Comment 10 Hin-Tak Leung 2010-07-20 22:23:48 UTC
I installed Foxit under wine/linux, and it took both of these two things to display the broken pdf:
- install the foxit cjk pack
- run wine in the simplified chinese locale (LC_ALL=zh_CN wine "Foxit Reader.exe")

Apparently Foxit use the windows system locale to guess "winansi" should be.
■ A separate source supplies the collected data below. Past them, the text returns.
Issue #1693, opened 2018-06-21
Compatibility with Python 3.7.0


sagitter:
### Setup

I am reporting a problem with Biopython version, Python version, and operating
system as follows:

```
Python 3.7.0
GCC 8.1.1
Linux 4.18.0-0.rc1 fedora
Biopython 1.71
```

Probably, Biopython is not ready yet for Python 3.7.0 but unfortunately on Fedora 29 (devel branch) we are already using it. 

### Expected behaviour

All tests passed.

### Actual behaviour

At least, `test_AlignIO` ([link](https://kojipkgs.fedoraproject.org//work/tasks/2859/27752859/build.log)) and `test_bgzf` ([link](https://kojipkgs.fedoraproject.org//work/tasks/4520/27764520/build.log) on ARM64) are failing.

### Steps to reproduce

Compiling with Python 3.7.0.

peterjc:
Part of this is ``RuntimeError: generator raised StopIteration`` from ``test_AlignIO``,
https://www.python.org/dev/peps/pep-0479/

The BGZF problem might be ARM specific - I've not run Biopython on an Raspberry Pi recently, but that might be the easiest way for me to reproduce this.

peterjc:
There is an (internal) use of ``StopIteration`` in ``Bio/bgzf.py`` which could be in a round-about-way causing the failing on ARM...

peterjc:
Our tests seem to pass on TravisCI under Python 3.7.0a4+
https://travis-ci.org/peterjc/biopython/jobs/395027004

Which version of Python exactly are you using? Python 3.7.0 is not out yet, just a release candidate, Python 3.7.0rc1 
https://www.python.org/dev/peps/pep-0537/
https://www.python.org/downloads/release/python-370rc1/

peterjc:
The reported AlignIO failure,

It appears that Adobe Professional does the same thing: detect that it is running under localised Chinese Windows, and make a guess from the system locale if "winansi" isn't winansi.

That's a very dubious thing to do - to guess the encoding of pdf's from the windows locale setting.
Comment 11 akay 2010-07-20 23:35:00 UTC
Hi,maybe it use the Operation System 's Language setting.
In Windows XP Chinese,it should display ok,I did not test on Windows English.

After I make a change as I posted patch,it will display ok on mupdf.
But another files will display error.So I think my change is not right.
Comment 12 szfong 2010-12-17 08:24:16 UTC
I've also encountered some files created by s22pdf V1.0 which forced me to change locale in Win7 to Chines (PRC), had to reboot in order to display properly.

Rather than creating a "patch" for Ghostscript, I'm wondering what a set of command can I issue in which will add the proper encoding/cmap mentioned by "akay" and allow us to substitute a different font in place, if applicable. 

A batch file which issues a Ghostscript filter, bad.pdf --> font_substitute.ps --> encoded_cmapped.ps --> GOOD.PDF would solve all our issues concerning buggy PDF created by s22pdf V1.0.  That way the new PDF would once again be portable and viewable by all.
Comment 13 Tor Andersson 2010-12-17 14:40:46 UTC
The files generated by s22pdf are broken and violate the spec.
Adobe renders this file differently depending on locale.
It only works as expected with a chinese locale.

Locale dependent behavior is not a route we're willing to go with MuPDF.
I cannot see a reasonable workaround for this that will work in all
instances, without breaking any other files.

My suggestion is if you have an s22pdf file: open it in chinese
windows and "print to pdf" to redistill and create a non-broken file.